Research on organizational legitimacy indicates that it is ascribed based on factors at different levels including the organization itself and its institutional environment (Kostova & Zaheer, 1999). Research on organizational reputation has not yet focused on the multi-level sources of organizational reputation. We attempt to clarify this issue by explaining how organizational reputation is constructed by external actors based on factors at several different levels: individuals, products and capabilities within the organization, the organization itself, and its institutional environment.
Thus, this paper contributes to the literature on organizations and organizational reputation in several different ways. First, it provides a clarifying review of reputation and similar and related constructs, including legitimacy. second, it explains how reputation and legitimacy result from different pressures. Finally, this paper explains how external actors construct organizational reputations based on factors at different levels both internal and external to the organization.
Organizations: Homogeneity or Heterogeneity?
One of the most salient organizational outcomes to researchers is organizational performance. However, performance is understood in different ways in different theories. For example, the resource-based view is generally concerned with understanding differences in performance across organizations while institutional theory is concerned with organizational survival. The theories also differ as to what factors give rise to organizational performance. For example, several relevant theories argue that relative homogeneity across organizations is important for organizational performance; others argue that differentiation across organizations will be positively associated with success. In the following section, these theoretical explanations will be explained.

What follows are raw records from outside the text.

PR #1432, opened 2019-04-05
add geneva action to list backup blobs

jim-minter:
```release-note
* add geneva action to list backup blobs
```

### DIFF
--- a/pkg/cluster/etcdrestore.go
+++ b/pkg/cluster/etcdrestore.go
@@ -2,25 +2,26 @@ package cluster
 
 import (
 	"context"
-	"fmt"
+
+	"github.com/Azure/azure-sdk-for-go/storage"
 
 	"github.com/openshift/openshift-azure/pkg/api"
 	"github.com/openshift/openshift-azure/pkg/cluster/names"
 	"github.com/openshift/openshift-azure/pkg/cluster/updateblob"
 )
 
-func (u *simpleUpgrader) EtcdBlobExists(ctx context.Context, blobName string) error {
+func (u *simpleUpgrader) EtcdListBackups(ctx context.Context) ([]storage.Blob, error) {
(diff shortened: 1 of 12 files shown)


pkg/fakerp/routes.go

Organizational Homogeneity
Classical micro-economic theory argues that under perfect competition firms will be indistinguishable from each other, none will have a competitive advantage, none will have above-normal profits, and consumer welfare will be maximized. For example, Connor (1991: 123) points out that in neoclassical perfect competition theory, “firms are identical because perfect information together with a specifiable production function assures that each firm has equal access to product technology.” Industrial Organization economics recognizes market imperfections and thus allows for some firm heterogeneity – within industries (Porter, 1980). Competitive advantage and above-normal profits are possible in industries where there is imperfect competition due to market failure. From the I/O perspective, there is intra-industry homogeneity and inter-industry heterogeneity of firms.